Sara guardó silencio por un momento, mientras acomodaba las plumas de avestruz del sombrero de su muñeca.
—Supongo que sí —replicó luego—. Si fuera una mendiga tendría que imaginar todo el tiempo que soy otra cosa; no sería fácil.
A través del tiempo, Sara recordaría a menudo cuan oportuno había sido este comentario.
En ese momento, la señorita Amelia entró en el salón interrumpiendo la escena.
—Sara —dijo—, el abogado de tu papá, mister Barrow, vino a ver a la señorita Minchin, y como tienen que hablar a solas, y la merienda está servida en tu salita, mejor será que vayan todas allí de manera que mi hermana pueda celebrar aquí su entrevista.
La señorita Amelia organizó la marcha más o menos en orden y, encabezándola con Sara, hizo salir a las niñas, dejando a la última muñeca sentada en una silla, con sus maravillosas prendas de vestir esparcidas desordenadamente: vestiditos y abrigos colgados del respaldo de las sillas y pilas de ropa interior adornadas de encajes, descansando sobre los asientos.
Becky, que no estaba invitada a compartir la merienda, se quedó rezagada contemplando tanta belleza.
—Vuelve a tu trabajo, Becky —dijo la señorita Amelia; pero, al detenerse la niña para recoger primero un manguito y luego una chaqueta, oyó a la señorita Minchin en el umbral y, espantada, se metió debajo de la mesa, cubierta por un enorme mantel.
La señorita Minchin entró en el salón acompañada por un caballero de aspecto adusto que daba muestras de cierta incomodidad. La directora no dejaba, a su vez, de sentirse confusa, hay que admitirlo, y miraba al visitante con una expresión entre inquisitiva e irritada. Se sentó rígida, señalándole una silla.
—Le suplico que tome asiento, señor Barrow —dijo.
El señor Barrow no se sentó de inmediato. La muñeca y sus galas dispersas habían atraído su atención. Se puso los anteojos y miró aquel desorden con irritada desaprobación.
—¡Semejantes regalos de cumpleaños —dijo con aire de crítica— a una niña de once años! ¡Qué loca extravagancia! Aquí se han gastado una cien libras —dijo con gesto de desaprobación.
La señorita Minchin se puso aún más rígida en la silla.

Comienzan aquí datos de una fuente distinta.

PR #10613, opened 2017-12-11
Prometheus endpoint for metrics

klaren:
[Prometheus](https://prometheus.io/) is monitoring and alerting toolkit maintained by the [Cloud Native Computing Foundation](https://www.cncf.io/).

To enable the Prometheus HTTP endpoint you have to set `metrics.prometheus.enabled=true` in your `neo4j.conf`. The setting `metrics.prometheus.endpoint=<ip:port>` can be used to change the listening ip and port, default one is `localhost:2004`.

For example, adding the following to your configuration file:
```
metrics.prometheus.enabled=true
metrics.prometheus.endpoint=localhost:2004
```
will start a Prometheus endpoint at port 2004 accepting connections from the local machine.

Security wise, Prometheus states the following:
>It is presumed that untrusted users have access to the Prometheus HTTP endpoint and logs. They have access to all time series information contained in the database, plus a variety of operational/debugging information.

and should thus be managed at a firewall/OS level. If authentication is a requirement, a reverse proxy can be used on the local machine to expose the information.

### DIFF
--- a/enterprise/metrics/src/main/java/org/neo4j/metrics/MetricsSettings.java
+++ b/enterprise/metrics/src/main/java/org/neo4j/metrics/MetricsSettings.java
@@ -153,4 +153,12 @@ public class MetricsSettings implements LoadableConfig
 
     @Description( "The reporting interval for Graphite. That is, how often to send updated metrics to Graphite." )
     public static Setting<Duration> graphiteInterval = setting( "metrics.graphite.interval", DURATION, "3s" );
+
+    // Prometheus settings
+    @Description( "Set to `true` to enable the Prometheus endpoint" )
+    public static Setting<Boolean> prometheusEnabled = setting( "metrics.prometheus.enabled", BOOLEAN, FALSE );
+
+    @Description( "The hostname and port to use as Prometheus endpoint" )
+    public static Setting<HostnamePort> prometheusEndpoint =
+            setting( "metrics.prometheus.endpoint", HOSTNAME_PORT, "localhost:8080" );
 }
--- a/enterprise/metrics/src/main/java/org/neo4j/metrics/MetricsSettings.java
+++ b/enterprise/metrics/src/main/java/org/neo4j/metrics/MetricsSettings.java
@@ -160,5 +160,5 @@ public class MetricsSettings implements LoadableConfig
 
     @Description( "The hostname and port to use as Prometheus endpoint" )
     public static Setting<HostnamePort> prometheusEndpoint =
-            setting( "metrics.prometheus.endpoint", HOSTNAME_PORT, "localhost:8080" );
+            setting( "metrics.prometheus.endpoint", HOSTNAME_PORT, "localhost:2004" );
 }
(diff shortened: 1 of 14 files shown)


enterprise/metrics/src/main/java/org/neo4j/metrics/MetricsSettings.java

Se había sentido agraviada ante lo que consideró un insulto a su mejor cliente.
—El capitán Crewe es un hombre adinerado —protestó—. Sólo con las minas de diamantes...
El señor Barrow dio media vuelta y se enfrentó con ella, mirándola con asombro.
—¡Minas de diamantes...! —estalló—. ¡No existen tales minas ni nunca existieron!
La señorita Minchin se puso de pie de un salto y pidió una explicación.
—¡Qué! —dijo—. ¿Qué quiere decir usted? ¿Qué las minas de diamantes no existen?
—De todos modos, —contestó mister Barrow sin cambiar su tono áspero—, ¡mejor hubiera sido que nunca hubiesen existido!
—¿Las minas de diamantes? —repitió la señorita Minchin, sintiendo que se esfumaba su sueño de grandezas.
—Las minas de diamantes a menudo atraen la ruina más que la riqueza —dijo Barrow—. Cuando un hombre, no es experto en negocios, más le valdría huir de las minas de diamantes o de oro, o de cualquier otra mina en que un querido amigo quiere que invierta su dinero. El difunto capitán Crewe...
—¿El difunto capitán Crewe...? —preguntó la directora, levantándose de su asiento y apenas con un hilo de voz—. ¡Difunto! No vaya usted a decirme que el capitán Crewe...
—Ha muerto, mi estimada señora, —interrumpió el abogado con brusquedad—. La fiebre de la jungla no lo hubiera complicado tanto si no hubiera estado tan debilitado por los problemas que le abrumaban. Y éstos quizá no le habrían ocasionado la muerte si la fiebre no hubiese contribuido a ello. Pues sí señora, ¡el capitán Crewe ha muerto!
La señorita Minchin cayó sentada en la silla, no podía dar crédito a sus oídos.
Aquellas palabras la alarmaron.
—¿De qué problemas me está usted hablando?
—De las minas de diamantes, de los amigos de la infancia... de la ruina... — respondió mister Barrow.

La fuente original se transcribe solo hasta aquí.